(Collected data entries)
>>>>>

PR #10922, opened 2015-01-31
feat(ngModelOptions): allow options to be inherited from ancestors

petebacondarwin:
Previously, you had to apply the complete set of ngModelOptions at every point where
you might want to modify just one or two settings.

This change allows more general settings to be applied at nearer the top of the DOM
and then for more specific settings to override those general settings further down
in the DOM.

_It should also be noted that this change means that `ctrl.$options` will always reference a valid object
and so a large part of this PR is removing the unnecessary checks for existence of that object._

BREAKING CHANGE:

Previously, if a setting was not applied on ngModelOptions, then it would default
to undefined. Now the setting will be inherited from the nearest ngModelOptions
ancestor.

It is possible that an ngModelOptions directive that does not set a property,
has an ancestor ngModelOptions that does set this property to a value other than
undefined. This would cause the ngModel and input controls below this ngModelOptions
directive to display different behaviour. This is fixed by explictly setting the
property in the ngModelOptions to prevent it from inheriting from the ancestor.


src/ng/directive/ngModel.js
```diff
@@ -1065,9 +1072,41 @@ var DEFAULT_REGEXP = /(\s+|^)default(\s+|$)/;
...
+ *
+ * ```html
+ * <div ng-model-options="{ allowInvalid: true }">
+ *   <form ng-model-options="{ updateOn: \'blur\' }">
+ *     <input ng-model-options="{ updateOn: \'default\' }">
+ *   </form>
+ * </div>
+ * ```
+ *
+ * ... the `input` element will effective have the follow settings ...
```
gkalpak: _effectively_ ?
_following_ ?

src/ng/directive/ngModel.js
```diff
@@ -1337,3 +1403,45 @@ function isObjectEmpty(obj) {
...
+/**
+ * @ngdoc service
+ * @name $modelOptions
+ * @description
+ * This service provides support to the ngModelOptions directive.
+ *
+ * You can register default options that are used application wide if no ngModelOptions
+ * directive is found.
+ *
+ * You can register model adaptors that can selected by ngModelOptions settings to modify
```
gkalpak: can _be_ selected

src/ng/directive/ngModel.js
```diff
@@ -1337,3 +1403,45 @@ function isObjectEmpty(obj) {
...
+          updateOnDefault: true
+        },
+        /**
+         * @ngdoc property
+         * @name $modelOptions#modelAdaptors
+         * @type {Object<string, Function>}
+         * @description
+         * The functions that adapt the behaviour of ngModel
+         */
+        modelAdaptors: {}
```
petebacondarwin: This modelAdaptors bit should not be here yet. That is for a future PR :-)

src/ng/directive/ngModel.js
petebacondarwin: Yes, "following" thanks @gkalpak

src/ng/directive/ngModel.js
gkalpak: What is this ? It doesn't seem to be used anywhere. Is it a WIP ?

src/ng/directive/ngModel.js
gkalpak: Not a big deal, but shouldn't `effective` be `effectively` ?
(I am not insisting or anything, just bringing it up again in case you overlooked it; you obviously know better (being a native speaker :smiley:).)

petebacondarwin: :-) yes. Sorry about that

src/ng/directive/ngModel.js
```diff
@@ -1016,7 +1019,11 @@ var ngModelDirective = ['$rootScope', function($rootScope) {
           var modelCtrl = ctrls[0],
               formCtrl = ctrls[1] || nullFormCtrl;
 
-          modelCtrl.$$setOptions(ctrls[2] && ctrls[2].$options);
```
Narretz: For readability, could you assign ctrl[2] to a variable?

src/ng/directive/ngModel.js
```diff
@@ -1083,7 +1122,130 @@ var DEFAULT_REGEXP = /(\s+|^)default(\s+|$)/;
...
+ *
+ * The default behaviour in `ngModel` is that the model value is set to `null` when the validation
+ * determines that the value is invalid. By setting the `allowInvalid` property to true, the model
+ * will still be updated even if the value is invalid.
+ *
+ *
+ * ## Connecting to the scope
+ *
+ * By setting the `getterSetter` property to true you are telling ngModel that the `ngModel` expression
+ * on the scope actually refers to a "getter/setter" function rather than the actual value itself.
```
Narretz: kind of awkward duplication of "actually" and "actual". Maybe just get rid of "actually"?

src/ng/directive/ngModel.js
```diff
@@ -1337,3 +1403,35 @@ function isObjectEmpty(obj) {
...
+
+
+/**
+ * @ngdoc service
+ * @name $modelOptions
+ * @description
+ * This service provides support to the {@link ngModelOptions} directive.
+ *
+ * Here, you can register default options that are used application wide if no {@link ngModelOptions}
+ * directive is found.
```
Narretz: "See ngModelOptions for a list of available options" And should we mention what exactly the default options are?

Narretz:
Looks good so far, but could you mention the modelOptionsProvider in the commit message?

Narretz:
Btw, in the last paragraph, I am not completely sure what "This would cause the ngModel and input controls below this ngModelOptions directive to display different behaviour." means. Different as in unexpected? Because the option is applied (from ancestor) even though you did not specify it on the current element?

petebacondarwin:
@gkalpak and @Narretz - thanks for the reviews. I will update now.

src/ng/directive/ngModel.js
```diff
@@ -1096,138 +1258,42 @@ var DEFAULT_REGEXP = /(\s+|^)default(\s+|$)/;
...
+    priority: 10,
+    require: ['ngModelOptions', '?^^ngModelOptions'],
+    controller: function() {},
+    link: {
+      pre: function ngModelOptionsPreLinkFn(scope, element, attrs, ctrls) {
+        var optionsCtrl = ctrls[0];
+        var parentOptions = ctrls[1] ? ctrls[1].$localOptions : {};
+
+        // Store the raw options taken from the attributes (after inheriting parent options)
+        optionsCtrl.$localOptions = extend({}, scope.$eval(attrs.ngModelOptions), parentOptions);
```
petebacondarwin: Oops, we all missed that I had the parameters in the wrong order here!!

src/ng/directive/ngModel.js
petebacondarwin: Will do

src/ng/directive/ngModel.js
petebacondarwin: Will get rid of both "actually" :-)

src/ng/directive/ngModel.js
petebacondarwin: Yep

src/ng/directive/ngModel.js
Narretz: Oh my ... well you didn't miss it. ;) Should the merging be tested?

petebacondarwin: On it

petebacondarwin:
My main concern about the design of this is that

a) ngModelOptions has to do some post processing on the options which adds some complexity. We could get rid of this with a breaking change to the `updateOn` option property; but actually it might be a nice feature since we might want to do some processing to optimize model "adaptors" when/if they get implemented.

b) if an ngModel directive has no ancestor ngModelOptions then it needs to get its defaults from the `$modelOptions` service, but this won't have done the post processing (or we would need to replicate the functionality in both the `ngModelOptions` directive and the `$modelOptions` service.

One solution to both of these is to put the post processing into the `$modelOptions` and then the ngModel and ngModelOptions directives could pass the options to a method to be processed (maybe cached somehow). Then we could be really flexible and allow things to register specific post processors on the options that would be run on all instances of options.

Narretz:
Doing the post processing in the $modelOptions service sounds like a good idea to me.

src/ng/directive/ngModel.js
```diff
@@ -1095,141 +1251,97 @@ var DEFAULT_REGEXP = /(\s+|^)default(\s+|$)/;
...
+   * directives as ancestors
+   *
+   * The initial default options are:
+   *
+   * * `updateOn`: `default`
+   * * `debounce`: `0`
+   */
+  var defaultOptions = {
+    updateOn: 'default',
+    debounce: 0
```
shahata: maybe add the rest of the options just so it will be a bit more explicit?

src/ng/directive/ngModel.js
```diff
@@ -1095,141 +1251,97 @@ var DEFAULT_REGEXP = /(\s+|^)default(\s+|$)/;
...
-        input.click();
-        expect(model.getText()).toEqual('say');
-        other.click();
-        expect(model.getText()).toEqual('say hello');
-      });
+  return {
+    defaultOptions: defaultOptions,
+    $get: function() {
+      return {
+        defaultOptions: new ModelOptions(defaultOptions)
```
shahata: I think that this will not work if someone will do:
```js
modelOptionsProvider.defaultOptions = {updateOn: 'blur'};
```
rather then
```js
modelOptionsProvider.defaultOptions.updateOn = 'blur';
```

src/ng/directive/ngModel.js
```diff
@@ -1095,141 +1251,97 @@ var DEFAULT_REGEXP = /(\s+|^)default(\s+|$)/;
...
+    // extract "default" pseudo-event from list of events that can trigger a model update
+    this.updateOn = trim(options.updateOn.replace(DEFAULT_REGEXP, function() {
+      self.updateOnDefault = true;
+      return ' ';
+    }));
+  } else if (parent) {
+    this.updateOn = parent.updateOn;
+    this.updateOnDefault = parent.updateOnDefault;
+  } else {
+    this.updateOnDefault = true;
```
shahata: I think there's a missing test for this case (assuming I understand the case correctly):
```js
it('should update on default in case default options do not include updateOn', function () {
  module(function ($modelOptionsProvider) {
    delete $modelOptionsProvider.defaultOptions.updateOn;
  });
  inject(function ($rootScope) {
    var inputElm = helper.compileInput('<input type="text" ng-model="name" name="alias" />');
    var inputOptions = $rootScope.form.alias.$options;
    expect(inputOptions.updateOnDefault).toEqual(true);
  });
});
```

src/ng/directive/ngModel.js
```diff
@@ -1095,141 +1251,97 @@ var DEFAULT_REGEXP = /(\s+|^)default(\s+|$)/;
...
+        var parentOptions = ctrls[1] ? ctrls[1].$options : $modelOptions.defaultOptions;
+        optionsCtrl.$options = new ModelOptions(scope.$eval(attrs.ngModelOptions), parentOptions);
+      }
+    }
+  };
+}];
+
+
+/**
+ * @ngdoc service
```
shahata: provider docs are missing?

src/ng/directive/ngModel.js
petebacondarwin: Yeah, that is a problem... I will have to think about that.

src/ng/directive/ngModel.js
petebacondarwin: Right!

src/ng/directive/ngModel.js
```diff
@@ -1095,141 +1251,97 @@ var DEFAULT_REGEXP = /(\s+|^)default(\s+|$)/;
...
  *   - `timezone`: Defines the timezone to be used to read/write the `Date` instance in the model for
  *     `<input type="date">`, `<input type="time">`, ... . Right now, the only supported value is `'UTC'`,
  *     otherwise the default timezone of the browser will be used.
+ */
+var ngModelOptionsDirective = ['$modelOptions', function($modelOptions) {
+  return {
+    restrict: 'A',
+    // ngModelOptions needs to run before ngModel and input directives
+    priority: 10,
+    require: ['ngModelOptions', '?^^ngModelOptions'],
```
Narretz: This means every `ngModelOptions` directive needs to search for a parent `ngModelOptions` up to the app root element. Isn't that a bit excessive? I think we could instead allow `ngModelOptions` on form / ngForm directives, which also seems more semantic to me.

Narretz: Hm, thinking again, since it only applies if you set ngModelOptions, it should actually be okay.

Narretz:
There was just a new issue opened for that: https://github.com/angular/angular.js/issues/12644
So let's revisit this:
Looks like the post-processing is extracted!
Now what's left, supporting both setting / replacing the options in the provider?
And a rebase.

src/ng/directive/ngModel.js
petebacondarwin: I have fixed it so that you can replace the `defaultOptions` object on the provider.
But if you start mucking about with that object in the service then it will still break.

src/ng/directive/ngModel.js
petebacondarwin: Added a relevant test

src/ng/directive/ngModel.js
petebacondarwin: Added.

src/ng/directive/ngModel.js
petebacondarwin: And we actually do this sort of thing for every `ngModel` anyway looking for `form` or `ngForm` directives already.

petebacondarwin:
So I added a bunch more code to this PR.
Given that it is a breaking change anyway, I went all out and broke it properly.
It shouldn't actually break for most users, only those who are writing directives that read from the model options directly.

The upside is that it will allow programmatic changes to model options as well as making it harder to wipe out the options by dodgy overwriting of the `ModelOptions` object with a POJO.

test/ng/directive/formSpec.js
```diff
@@ -290,7 +290,7 @@ describe('form', function() {
   describe('triggering commit value on submit', function() {
     it('should trigger update on form submit', function() {
       var form = $compile(
-          '<form name="test" ng-model-options="{ updateOn: \'\' }" >' +
+          '<form name="test" ng-model-options="{ updateOn: \'submit\' }" >' +
```
Narretz: Why this change?

test/ng/directive/ngModelSpec.js
```diff
@@ -1784,6 +1807,63 @@ describe('ngModelOptions attributes', function() {
   }));
 
 
+  it('should inherit options from ngModelOptions directives declared on ancestor elements', function() {
+    var container = $compile('<div ng-model-options="{ allowInvalid: true }">' +
+               '<form ng-model-options="{ updateOn: \'blur\' }">' +
+                 '<input ng-model-options="{ updateOn: \'default\' }">' +
```
Narretz: Did you want to check the value of this one, too or are they there for a particular reason?

Narretz:
When you broke it good and proper, did you introduce new BC that aren't yet included in the BC notice?

test/ng/directive/formSpec.js
petebacondarwin: Good question. It seems that my commits caused a change to the semantic of providing an empty string to the `updateOn` property. We never documented what an empty string should do, and I honestly don't know why these tests used an empty string. I think they are trying to "never" update the model, right?

test/ng/directive/ngModelSpec.js
```diff
@@ -1784,6 +1807,63 @@ describe('ngModelOptions attributes', function() {
...
+              '</div>')($rootScope);
+
+    var form = container.find('form');
+    var input = container.find('input');
+
+    var containerOptions = container.controller('ngModelOptions').$options;
+    var formOptions = form.controller('ngModelOptions').$options;
+    var inputOptions = input.controller('ngModelOptions').$options;
+
+    expect(inputOptions.getOption('allowInvalid')).toEqual(true);
```
petebacondarwin: this should be `containerOptions`

test/ng/directive/ngModelSpec.js
petebacondarwin: The idea is that we have three levels of options: container, form and input.
We want to check that the `allowInvalid` option is getting inherited all the way down. But I agree that we might not be creating a new `ModelOptions` object if this `<input>` does not contain an `ng-model` directive. So we should indeed add that.

petebacondarwin:
@Narretz - I still need to update the commit message with the new BC, thanks

test/ng/directive/ngModelSpec.js
Narretz: Still needs to be changed

test/ng/directive/ngModelSpec.js
```diff
@@ -1771,6 +1771,29 @@ describe('ngModel', function() {
 });
 
 
+describe('$modelOptions', function() {
```
Narretz: Can you add a test the checks the default values?

src/ng/directive/ngModel.js
```diff
@@ -1163,7 +1196,130 @@ var DEFAULT_REGEXP = /(\s+|^)default(\s+|$)/;
  * `submit` event. Note that `ngClick` events will occur before the model is updated. Use `ngSubmit`
  * to have access to the updated model.
  *
- * `ngModelOptions` has an effect on the element it's declared on and its descendants.
+ * The following example shows how to override immediate updates. Changes on the inputs within the
```
Narretz: The original examples for immediate updates, debouncing and getterSetter are still in the file. Can you remove them?

Narretz:
LGTM, except some minor issues. And in the commit message there could be an example of how to migrate if a setting that was set to undefined must now be explicitly set to avoid override from a parent / provider setting.

src/ng/directive/ngModel.js
petebacondarwin: Done

test/ng/directive/ngModelSpec.js
petebacondarwin: Done

test/ng/directive/ngModelSpec.js
petebacondarwin: Fixed

petebacondarwin:
I have updated the commit message. @Narretz PTAL

Narretz:
LGTM

fenduru:
What is the motivation for this change? From the docs:

> Although we try to avoid breaking changes, there are some cases where it is unavoidable:
>
> * AngularJS has undergone thorough security reviews to make applications safer by default, which drives many of these changes.
> * Several new features, especially animations, would not be possible without a few changes.
> * Finally, some outstanding bugs were best fixed by changing an existing API.

This does not seem to fit into any of these categories of unavoidable breaking changes.

As the author of an Angular component library, this is massively breaking due to the fact that we export controls that support `ng-model` as part of their API, but also consume smaller components in their templates. We have already had to guard against the fact that `ng-model` does `require: '^^ngModelOptions'`.

In all the places that we guard against this, we will now also have to add every possible `ngModelOptions` key explicitly. This has the probably unintentional side effect of making any addition to `ngModelOptions` (for instance, introducing a new option in Angular 1.7) a breaking change.

This seems like something that has small enough value that it should not have been deemed necessary to make in a minor release.

Narretz:
The main value of this is that you don't have to set your model options for every single input, but can set it either in a parent or in the provider. It's very common that you want the same input behavior for parts of your application. And you can still customize your ngModels per instance. You can even "reset" a sub-part of your application (if you don't know what kind of inputs appear in it for example). At the moment, you need to know the defaults for that, that's true. We could maybe introduce a special value that "resets" the options to the default.
Can you show an example of your component and why it breaks? Is it because with this change you possibly don't know what ngModelOptions are set for the application?

fenduru:
> The main value of this is that you don't have to set your model options for every single input, but can set it either in a parent or in the provider.

I personally do not feel that this convenience is enough justification for a breaking change.

> Can you show an example of your component and why it breaks? Is it because with this change you possibly don't know what ngModelOptions are set for the application?

This breaks my component because the user was able to inject different behavior past my API boundary with that user. We have this all over our library, but for a simple contrived (though realistic) example:

```html
<!-- myReusableComponent template -->
Enter text: <input ng-model="internalModel" ng-model-options="{ updateOn: 'keypress' }"></input>
This should always update instantly: {{ internalModel}}
<button ng-click="writeToModel(internalModel)"></button>

<!-- Application template -->
<my-reusable-component ng-model="userModel" ng-model-options="{ debounce: 100 }"></my-reusable-component>
```

The user's intent was to debounce how often that `userModel` gets written to, however because of the inheritance now they are also affecting how often the `internalModel` inside of `myReusableComponent` updates.

So basically I'm (as a library author) forced to guard against an Angular "feature", while at the same time my user (app author) needs to be aware of whether or not the libraries they are using properly guard against this (in order to satisfy `users must make sure their apps (and that includes 3rd party code) are compatible with it when they use it` - I don't think it is reasonable for users to have to understand the implementation details of the libraries they are using. Seems weird to me if the answer to "can we upgrade to 1.6 safely" includes the statement "I will need to look at ngMaterial's source code to be sure".

> I'm also not sure introducing a new option will introduce a BC. A new option will be`optional, so users must make sure their apps (and that includes 3rd party code) are compatible with it when they use it.

If a framework (Angular) changes code that causes my project (library) to no longer work correctly without me doing work, that is by definition a breaking change. If one of my users starts to use a new option somewhere higher up in the DOM, that option will cause my implementation details to behave differently, causing my library to need code changes.

petebacondarwin:
This is an interesting use case that we had not thought about. We should definitely work something out here before we release 1.6.0.

Can I be devil's advocate for a moment...

> You say, @fenduru, that this PR would make you have to set ngModelOptions for all possible values in every directive that you create. Strictly you only need to set the values of the ones that you care about. In the example case, `debounce`.
> 
> With the behaviour that this PR introduces, any new options added to ngModelOptions would most likely need to be considered as a breaking change since they could affect the behaviour of applications that are already in production. This is the same situation as if we changed the default behaviour of an input directive directly.
> 
> So if we followed this approach you would only need to update the ngModelOptions values on your own directives at breaking change versions, e.g. 1.7.0, 1.8.0, etc.
 

I wonder if this restriction on adding values to ngModelOptions would be too restrictive in any case?

I don't like the idea of adding a "reset" option, since it just adds to the API surface area to work around something in a way that is not intuitive without reading the docs.

One option could be that we, somehow, break the inheritance at isolated scope boundaries. Which means that the ngModelOptions will not impact on components that will have complete control over their ngModelOptions values in their templates. I think this could work, although if users could still update values in the global `$modelOptions` service then we would potentially have the same problem.

If we cannot find a reasonable solution to this then I agree that we should consider reverting for 1.6.0.

gkalpak:
Another idea would be making the inheritance opt-in. E.g. keep `ng-model-options` non-inheriting (as it was before 1.6.0-rc.0) and add a new `ng-extend-model-options` (or something)  that does exactly the same except for inheriting (i.e. as it is in 1.6.0-rc.0).

Internally, we will be using the same code with a flag for inheriting vs not inheriting.

petebacondarwin:
Hmm, @gkalpak, I kind of like it but it makes me feel bit queasy...
Perhaps rather than a new directive we just added a property to the ngModelOptions bag, such as `inherit: true`?

So then you would have:

```
<form ng-model-options="{ debounce: true }">
  <div ng-model-options="{ inherit:true, allowInvalid: true }">
    <input ng-model="o.x"> <!-- this will have { debounce:  true, allowInvalid: true } -->
    <input ng-model-options="{ updateOn: 'keypress' }" ng-model="o.y"> <!-- this will only have { updateOn: 'keypress' } -->
  </div>
</form>
```

Would that work??

Narretz:
I'm not a fan of putting another option in the bag. The options affects the ngModel directive, not how the ngModelOptions directive works. It also doesn't make much sense to me that you would have to opt in into the inheritance, because that would defeat the purpose of having to write *less* code.

gkalpak:
Yeah, I am not a big fan of the extra option either. All other options refer to `ngModel`, but `inherit` would refer to `ngModelOptions`. Also what would happen when you inherit `inherit: false` 😛 

> It also doesn't make much sense to me that you would have to opt in into the inheritance, because that would defeat the purpose of having to write less code.

Typically, you can save several characters via inheritance, so an extra few character (like `-extend` or `-ext`) doesn't defeat the purpose imo. Most importantly, inheritance comes in handy when you want to have consistent behavior across several instances without having to repeat the same code, which makes it easier to make changes in one place and have them propagate to children (via inheritance). This attribute of the feature remains unaffected: You only write `-extend` once and then any change you make to an ancestor `ngModeOptions` propagates automatically.

petebacondarwin:
`inherit: false` would not inherit :-P

There was a request to be able to set defaults for `ngModelOptions` at an application level - but this would also break the use case given by @fenduru.

The original motivation behind making `ngModelOptions` inheritable was to support potential changes to `ngModel` regarding how validators and parsers/formatters work. I believe that it is unlikely that we will implement these changes. (Instead it is more likely that we could offer a completely new forms library that people could opt into).

So I think it is simplest just to revert this feature.

WDYT?

fenduru:
> One option could be that we, somehow, break the inheritance at isolated scope boundaries.

This is something that I have desired in the past to prevent transcluded content from being able to require controllers beyond a boundary (I forget the exact use case now though). Even if it is possible, this sort of things seems too high risk to be worth it IMO.

> Another idea would be making the inheritance opt-in. E.g. keep ng-model-options non-inheriting (as it was before 1.6.0-rc.0) and add a new ng-extend-model-options (or something)

This seems like probably the best way of accomplishing this goal. I agree it feels weird, but it also seems the most technically correct / least risky way of doing this.

> I'm not a fan of putting another option in the bag. The options affects the ngModel directive, not how the ngModelOptions directive works.

I agree philosophically here, but wouldn't hate this if it made the ergonomics better - though I think `ng-extend-model-options` is probably just as ergonomic

I'm a big fan of opt in solutions here. Currently a user can accomplish something very similar by putting a function on their scope and writing `ng-model-options="extendDefaults({ debounce: 100 })"` - this might be slightly annoying to do if you have many different scope that want this, but perhaps `ng-model-options` could pass a local function to the expression? So `ng-model-options="$extendDefaults({ debounce: 100 })"` (or some better name - naming is hard).

Narretz:
There's a valid use-case for this feature, so I'm not happy with simply reverting it. Introducing a new directive / behavior that achieves inheritance is fine with me. It should be easy to replace ng-model-options with it, so maybe `ng-model-options-extend` or `ng-model-options-inherit`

<<<<<

Where the string "Looks" turns up in a line of the data above, copy that whole line.

Looks good so far, but could you mention the modelOptionsProvider in the commit message?
Looks like the post-processing is extracted!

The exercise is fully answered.